Here, the system has deduced that Z is necessarily 2, again without any search. For the other variables, both values are still admissible, and to obtain concrete solutions, we must again label them explicitly. However, we do know that there is a solution in this case, due to the strength of all_distinct/1, which internally uses a complex reasoning about the value graph of the CSP that is somewhat anticlimactically encapsulated in such a superficially trivial predicate, but propagates much more strongly than simply stating pairwise disequalities would.
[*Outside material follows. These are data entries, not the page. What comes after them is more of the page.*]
PR #6654, opened 2025-11-13
Add honorLabels to pushgateway ServiceMonitor example in the Docs

hille721:
## Description

Without `honorLabels: true` the labels of the scraped metrics from the Pushgateway will have a `exported_` prefix.

With that the query in the docs (`absent(apiserver_audit_event_total{job="kube-scheduler"})`) would still not work as it would be `absent(apiserver_audit_event_total{exported_job="kube-scheduler"})`.

With `honorLabels: true`, everything works as expected and also other queries are working in the same way as they are on other distributions without isolated CP.

## Type of change

- [X] Documentation update

## How Has This Been Tested?

- [X] Manual test
- [ ] Auto test added

### DIFF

This shows that you can arrive at a solution (or prove the lack of a solution) either via a search or by using a sufficiently strong propagation mechanism. Doing more of one requires less work of the other. Please note that, as I said before, you indeed need an explicit search in general, because the propagation algorithms alone are, while often quite effective, not effective enough in general to guarantee consistency when different constraints interact, even if they guarantee domain consistency individually. This is a practical trade-off between propagation strength and efficiency of the available constraints. You also need search to enumerate all solutions, if there are more than one. However, note that propagators are also triggered during the search, and so unifying even a single remaining variable with a concrete integer may again lead to a situation where no additional search is necessary. Thus, the initial size of the search space is not a satisfactory measure for the eventual complexity of the search, because it does not account for the additional propagation that is applied during the search itself.

Even in the case of Sudoku, and even if you use the most powerful individual all_distinct/1 constraints, you need to search, in general, to truly generate the unique solution explicitly. But the Prolog code shown in the article doesn't (hence, it will lead to floundering constraints in general), and the concrete puzzle shown in the article is, coincidentally or not, correctly solved just by such propagation algorithms, without any search. This situation is also not particularly rare: In many cases of practical importance, constraint propagation alone already tightens remaining domains so significantly that no or only very little additional search is necessary.

Thus, everything you said is true: Yes, you need search in general, also when using CP, to obtain concrete solutions. However, to repeat, it is quite different from what one would call "brute force" search because the sophisticated and often very effective propagation algorithms prune the search space, often substantially, and can moreover help to guide the search with various heuristics. In practice, you typically buy a Prolog system just to benefit from these propagation algorithms! Various notions of consistency exist, and you can find more such algorithms in the literature references that are for example included in SICStus Prolog and other Prolog systems with constraints.

Second, note that the description you quote does not even cover the particular case that arises in the article and also many other cases in practice: That is, there are no nodes at all, because everything is already settled by constraint propagation before any search even starts, making the whole solution explicitly available without search.

The Eight Queens problem you cite is quite different from Sudoku, because it may have multiple solutions. For this reason, as you correctly observe, search is needed to generate the different solutions in such cases. But this does not invalidate the Sudoku example, where we know that exactly one solution exists, and sufficiently strong pruning could always determine it, whether by internal propagation or other algorithms that simply eliminate all values that do not participate in the unique solution of the puzzle. Nor does it show that the cost for the search outweights that of constraint propagation in either case.

For these reasons, I recommend to put at least equal focus on constraint propagation as on the search when discussing CP.